In the Legislature Tuesday, wind power supporters blocked a proposal to require developers remove the concrete bases for turbines when they’re taken down. And senators continued to question how Gov. Pete Ricketts administration plans to expand Medicaid.
Sen. Bruce Bostelman introduced the proposed requirement on wind developers. Bostelman said there are currently 985 wind turbines in Nebraska, and another 2,130 planned.
Bostelman said he was looking ahead to when they reach the end of their 20-25 years of useful life. “There will be a time when a wind turbine is at the end of its useful life. I want to ensure the responsibilities for restoring the land and the ability to pay for it, generations down the line, are solidly on the shoulders of the wind turbine owner,” Bostelman said. “This bill is about making sure our land is properly returned to its original condition and preserved for when we are no longer here.”
Bostelman said current contracts typically call for wind companies to remove the concrete base for wind towers to a depth of 3 feet below the ground. But that can still leave 3-5 feet of concrete and rebar, in a pad 50-65 feet across, underground. “The crops that are going to be planted over the top of this are going to be stunted, or this will be a dead spot for them, because the roots of corn, the roots of alfalfa, that stuff goes far deeper than the three or four foot of the removals,” he said.
Sen. Carol Blood was among those opposing the proposal. She asked Bostelman about his motivation. “Can you tell me the safety or public welfare rationale for such a statute, except to oppose wind energy?” Blood asked.

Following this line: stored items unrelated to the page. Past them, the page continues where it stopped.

PR #166, opened 2026-08-01
DEBT: file the flip-back owed for the four HELD BMW enrich blocks

rameerez:
The owner unblock (pipeline `f28c6af`) commented out `car/bmw/m2`, `m4`, `m6`, `m8` in `enrich/bmw.yml` so `lint_enrich` would stop failing every data PR. That was the right call, and the content is preserved in-file rather than deleted — but nothing tracked the flip-back except a NEGOTIATION turn, and the failure mode is quiet.

Those four ids publish with 8–12 countries each. A release that carries them without the flip-back looks complete while shipping **no runs, no era and no variants** for M2/M4/M6/M8 — the kind of gap that reads as "we have no data on this" rather than as a mistake.

So this files it as a one-action item in the 2026.08.1 window: uncomment the four blocks, re-run `lint_enrich`, which must go green because by then the ids are in the committed catalog.

Pairs with **vehiclesdb-pipeline#117**, which records the same rule in `lint_enrich.rb`'s own header — a pipeline change that MINTS ids cannot carry live enrich blocks in the same PR under any merge order, and `CATALOG_DIR` is why a local pair-build can be green while CI is red (the lint measures the committed catalog, not your build).

`DEBT.md` only — no data, no overrides, no code.


rameerez:
Added one more line to this PR: a factual correction to the M1 DEBT row I wrote earlier tonight. It said "53 columns of which **47 are historic quarters**" — 47 is the quarter count, not the historic count. The file is 6 metadata columns + 47 quarters (2026 Q1 … 2014 Q3), of which **46** are historic beyond the newest.

Off by one in an explanatory clause, not in a decision-bearing number (index 6 is still the column to pin, which is what the row is for) — but the row's entire purpose is that hand-rolled replays of this file get its shape wrong, so it should state the shape correctly.

Batched here rather than opened as a third data PR tonight: same file, same ledger, same night. The exact figures are now also encoded as a checked claim in vehiclesdb-pipeline#119.

rameerez:
**Updated: the debt this PR files was paid before the PR merged, so the row is now a precedent rather than an obligation.**

`pipeline#121` flipped the four blocks back once 2026.08.1 published the minted ids. Merging this as *outstanding* would have put a paid debt in the ledger — the same trust problem the ledger exists to prevent.

The row now records the closed loop and the verification that actually matters: the comment-out/flip-back **round trip was lossless**. I compared the loaded YAML structures against my original commit field by field rather than reading the diff — all six blocks are byte-equal (`m2` 2 runs/4 variants · `m3` 6/12 · `m4` 2/7 · `m5` 7/9 · `m6` 2/5 · `m8` 1/4), and `lint_enrich` is OK against the released catalog. That makes this the second worked example of the convention after wave-7 saab/bentley, and the first with a verified round trip.

The general rule is deliberately **not** duplicated here — it lives in `lint_enrich.rb`'s header (pipeline#117), because a tool that enforces a constraint should be where the constraint is written down.

The VEH0120 column-arithmetic correction in this PR is unaffected and still stands.

rameerez:
Superseded before it landed: pipeline#121 (the flip-back itself) merged first — m2/m4/m6/m8 are uncommented and the ids are live in the committed 2026.08.1 catalog, so the debt this files is already paid. No DEBT line needed for a zero-day-old debt; the NEGOTIATION record covers the history. — owner

rameerez:
**Heads-up on this PR's build check: main is red independently of this change.**

`origin/main + origin/main` exits 1 with **72 gate failures** after 2026.08.1 (71 `no-vanish` bare family stubs + 1 `move-split`). Classified against a control build at `2fb22d0` — the commit before #115/#116 merged — which produces *more* failures (85) against the same released catalog. The set of ids vanishing only on current main is **empty**; tonight's merges removed 13.

So it is the publication-hysteresis second pass landing, not this PR and not any open PR. Details in NEGOTIATION Turn 233. A red build here should be classified against that list before anyone reads it as a defect in a DEBT.md-only change.

Issue #59, opened 2015-10-18
Support parsing of markdown syntax for emojis


patriciarealini:
I am working on the following issue for [npm/newww](https://github.com/npm/newww).

[<img width="780" alt="screen shot 2015-10-18 at 11 06 30 am" src="https://cloud.githubusercontent.com/assets/7608497/10564608/57f22812-7588-11e5-8bd7-ea3406e41f78.png">](https://github.com/npm/newww/issues/463)

I was thinking I would approach this issue by requiring [Markdown-It-Emoji](https://github.com/markdown-it/markdown-it-emoji) in [marky-markdown](https://github.com/npm/marky-markdown) (which already requires [Markdown-It](https://github.com/markdown-it/markdown-it)).

ashleygwilliams:
hey! this sounds p cool. could you open a WIP PR so i can get a sense of how you would implement it? thanks for helping!

patriciarealini:
https://github.com/npm/marky-markdown/pull/87

PR #60, opened 2015-10-18
[WIP] Support parsing of markdown syntax for emojis 

patriciarealini:
install & require [markdown-it-emoji](https://github.com/markdown-it/markdown-it-emoji) for Issue #59

### DIFF
--- a/.travis.yml
+++ b/.travis.yml
@@ -1,8 +1,17 @@
-sudo: false
 language: node_js
-node_js:
-  - "0.12"
-  - "0.10"
-  - iojs
+
 notifications:
   email: false
+
+node_js:
+  - 0.10
+  - 0.12
+  - iojs
+  - 4
+  - 5
+
+before_install:
+  - sudo add-apt-repository -y ppa:ubuntu-toolchain-r/test
+  - sudo apt-get update -qq
+  - sudo apt-get install -qq -y g++-4.8
+  - sudo update-alternatives --install /usr/bin/g++ g++ /usr/bin/g++-4.8 50
--- a/README.md
+++ b/README.md
@@ -1,5 +1,9 @@
 # marky-markdown
 
+[![Build Status](https://travis-ci.org/npm/marky-markdown.svg?branch=master)](https://travis-ci.org/npm/marky-markdown)
+[![Code Climate](https://codeclimate.com/github/npm/marky-markdown/badges/gpa.svg)](https://codeclimate.com/github/npm/marky-markdown)
+[![Dependency Status](https://david-dm.org/npm/marky-markdown.svg)](https://david-dm.org/npm/marky-markdown)
+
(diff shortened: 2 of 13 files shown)


zeke:
:clap: :clap: :clap:

patriciarealini:
thanks @zeke!

patriciarealini:
The only thing, i think, i need to do to complete this PR is write the test. But i could use a little help understanding the formatting of the tests. 

@zeke I noticed that many of the commits on the `test/index.js` file were made by you, do you think you could walk me through the reasoning for the current format of the tests? I'm a little lost as to why they only compare the `.indexOf` the markdown to the `.length` of the DOM element that _should_ take it's place. I tried to mirror this test & it failed. (Which is totes fine! I would rather learn how to write better tests than just write one that passes cause it's the same as all the others. but i also wanted to stay as true as possible to the current state of affairs. trying to keep this contribution as seamless as possible...)

this is the direction i was going in...
```
    it('replaces markdown syntax for emoji with unicode for the emoji', function () {
      assert(~fixtures.github.indexOf(':sparkles:'))
      assert($('&#x2747;').length)
    })
```
the result i get is...
```
     SyntaxError: Unmatched selector: &#x2747;
```
even though I have tested the output in HTML for `:sparkles:` and it is `&#x2447;` (in alignment with the emoji unicode directory that markdown-it-emoji uses) please halp.

soldair:
oh! i know the `$(" ")` only takes a css selector like an id `#id` or `.class` etc. 
you will have to compare the result text something like this i think
```
assert(~$.html().indexOf('&#x2747;'))
```

zeke:
@soldair is on the right track there. To answer your question, @patriciarealini:

```js
it('removes classnames from elements', function () {
  assert(~fixtures.dirty.indexOf('class="xxx"'))
  assert(!$('.xxx').length)
})
```

The above code is ensuring that the given substring is **present in the fixture, but not present in the cheerio-generated DOM tree**. The `~` is the magical and not-very-intuitive [bitwise NOT](https://developer.mozilla.org/en-US/docs/Web/JavaScript/Reference/Operators/Bitwise_Operators?redirectlocale=en-US&redirectslug=JavaScript%2FReference%2FOperators%2FBitwise_Operators#Bitwise_NOT). It would work just as well (and be more clear) to do this:

```js
assert(fixtures.dirty.indexOf('class="xxx"') > -1)
```

or...

```js
const contains = require('lodash').contains
assert(contains(fixtures.dirty, 'class="xxx"')
```

ashleygwilliams:
hey @patriciarealini i'm thinking i might grab this PR and see it though so we can merge it. i'd like to cut a new minor version today with the dep updates i did and this! thoughts?

patriciarealini:
ya sounds good! @ashleygwilliams

ashleygwilliams:
closing in favor of #87

PR #65, opened 2015-11-16
add support for ~~strikethrough~~

zeke:
The markdown-it parser supports [GFM-style strikethrough](https://github.com/markdown-it/markdown-it#syntax-extensions), but the `<s>` element was not allowed by marky-markdown's sanitizer. This PR adds it to the whitelist.

> The HTML Strikethrough Element (`<s>`) renders text with a strikethrough, or a line through it. Use the `<s>` element to represent things that are no longer relevant or no longer accurate.

https://developer.mozilla.org/en-US/docs/Web/HTML/Element

Fixes https://github.com/npm/newww/issues/1065; cc @jamestalmage

### DIFF
--- a/lib/sanitize.js
+++ b/lib/sanitize.js
@@ -5,7 +5,7 @@ var sanitizer = module.exports = function (html) {
 
 sanitizer.config = {
   allowedTags: sanitizeHtml.defaults.allowedTags.concat([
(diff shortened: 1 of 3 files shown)


jamestalmage:
:clap: :+1:

soldair:
awesome. looks great

PR #77, opened 2015-12-03
an exception was being thrown if an image-style tag did not contain a URL

bcoe:
An exception was being thrown on the page:

https://staging.npmjs.com/package/gekoq

Because of the line:

```gfm
![Methods](#methods)
```


ashleygwilliams:
:bow: lgtm!

Issue #55, opened 2015-09-11
superscript tags are stripped out


scurker:
This is related specifically to superscript tags, but could be related to any other relative safe html tag. I ran into this in the documentation of currency.js ([Github](/scurker/currency.js) vs [npm](https://www.npmjs.com/package/currency.js)) where a superscript tag is being stripped out which leads to a fundamental difference in how the documentation is read.

**Github:**
![github](https://cloud.githubusercontent.com/assets/1062039/9804702/26c2c0d0-57f6-11e5-8927-fe1dfd8fccb5.png)

**npm:**
![npm](https://cloud.githubusercontent.com/assets/1062039/9804724/8a7fd7d4-57f6-11e5-8b04-18d4ea53adcf.png)

This seems like a relative safe tag to include, and it would be nice if npm could also match [Github's whitelist of tags](https://github.com/jch/html-pipeline/blob/2a55955b5da482624df95ff5cf88ba7ff522e97a/lib/html/pipeline/sanitization_filter.rb#L112) in order to have similar formats for readme documentations that are listed in both places.

ashleygwilliams:
fixed by #83

PR #83, opened 2015-12-28
Whitelist the ins, del, sub, and sup HTML elements

revin:
Per issue #55, this update white lists a few HTML elements from [GitHub's whitelist](https://github.com/jch/html-pipeline/blob/2a55955b5da482624df95ff5cf88ba7ff522e97a/lib/html/pipeline/sanitization_filter.rb#L112). Most of the elements in that list are already allowed, so this just adds `del`, `ins`, `sub`, and `sup` (and it alphabetizes the array for `allowedTags`). There's also a simple test fixture for each.


ashleygwilliams:
tests are passing. looks good! thank you so much!

PR #96, opened 2016-01-11
Wrap code blocks to match former output

revin:
This fixes the tests reported broken in #90 due to a [change in renderer behavior in `markdown-it` 5.1.0](https://github.com/markdown-it/markdown-it/issues/190) by supplying a custom renderer rule that just wraps the output of the built in `fence` rule with `<pre><code class="...">...</code></pre>`. Discussion of the validity of nested `<pre>` elements aside, the effect is to restore the behavior from `markdown-it` 5.0.x as used here in `marky-markdown`.

### DIFF
--- a/lib/render.js
+++ b/lib/render.js
@@ -45,8 +45,7 @@ module.exports = function (html, options) {
     }
   }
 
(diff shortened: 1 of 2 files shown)


ashleygwilliams:
closing per decision in #90

Issue #95, opened 2016-01-11
Restrict emoji substitution to colon-wrapped words


cloakedninjas:
As per npm/newww#463 emoticons are being rendered into markdown which doesn't match Github's method. Emoji substitution ideally would only replace colon-wrapped items, e.g. [colon]+1[colon] -> :+1: 

Example error: https://www.npmjs.com/package/rumpus

revin:
`markdown-it-emoji` does the colon-delimited emoji replacement, but it also has this notion of "shortcuts" where it does pattern matching to replace regular text-style smilies with unicode versions as well. PR #97 disables the shortcuts, which if I'm understanding this issue correctly, should be all we need to do.

ashleygwilliams:
closed by #97

ashleygwilliams:
@cloakedninjas thanks so much for this issue. this will be landing in `7.0.0` by the end of the week.

ashleygwilliams:
actually, i'mma make this `6.0.2` since it is fixing a bug.

PR #97, opened 2016-01-11
Disable smiley shortcut handling in markdown-it-emoji

revin:
Here's a tiny PR that disables the "shortcut" handling in the `markdown-it-emoji` plugin we use for emoji support; fixes the issues pointed out as per #95.

This isn't directly compatible with #96 due to the rearranging I did there, but it's a pretty trivial modification to merge between the two; I'm happy to update whatever as needed.

### DIFF
--- a/lib/render.js
+++ b/lib/render.js
@@ -45,7 +45,7 @@ module.exports = function (html, options) {
     }
   }
 
-  var parser = MD(mdOptions).use(lazyHeaders).use(emoji)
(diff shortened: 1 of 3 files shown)


ashleygwilliams:
A++ u killing it @revin thanks SO SO SO much for your help

ashleygwilliams:
oh hey, could you write a test tho? if not lemme know and i can do it

revin:
Good call; sorry, got ahead of myself. PR updated.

“This does not oppose wind energy. It does not stop wind energy,” Bostelman insisted.
Other opponents said wind energy projects are bringing much needed income and tax revenues to rural areas. And Sen. John McCollister arguing the state shouldn’t dictate arrangements for cleanup after wind towers are removed. “This bill is a solution without a problem. I think we need to think of it in this way, because it’s absolutely unnecessary and puts landowners under an undue burden and limits their control over their own ground,” McCollister said.
Senators used up the three hours scheduled for debate before reaching a vote. Asked later if he has enough support to get it rescheduled, Bostelman said only “We’ll see.”
Also Tuesday, members of the Appropriations Committee questioned Department of Health and Human Services officials about rising administrative costs for Medicaid expansion.
Sen. Robert Hilkemann questioned the department’s proposal to require new Medicaid patients, and some existing ones, to meet more requirements in order to qualify for dental, vision, and over-the-drug coverage.
Hilkemann cited what he said was other states’ experience imposing additional requirements for services like those, considered optional under Medicaid. “Lo and behold, they’ll do it for about a year or two and then they find out they haven’t saved anything. In fact they’ve cost themselves more money, because they’re not cutting down on the services that people get. They’re just cutting down on who can provide the services,” he said.
Hilkemann gave the example of someone needing an emergency root canal going to the emergency room instead of a dentist. HHS Medicaid Director Matthew Van Patton said people would have access to a dentist in an emergency like that. And he defended requiring people to participate in ‘active care and case management’ in order to access dental, vision, and over-the-counter drug coverage.
“All you have to do is have a phone call. That ticks the box. You’re in ‘active care and case management’ at that point. They’re asking you basic questions around ‘When was the last time you had a care exchange? When was the last time you visited a dentist? Do you wear glasses?’ You’re getting baseline information so you know how best to help that individual find those access points,” he said.
The state’s proposal is now being considered by the federal government. The plan is to begin providing expanded Medicaid coverage in October of next year.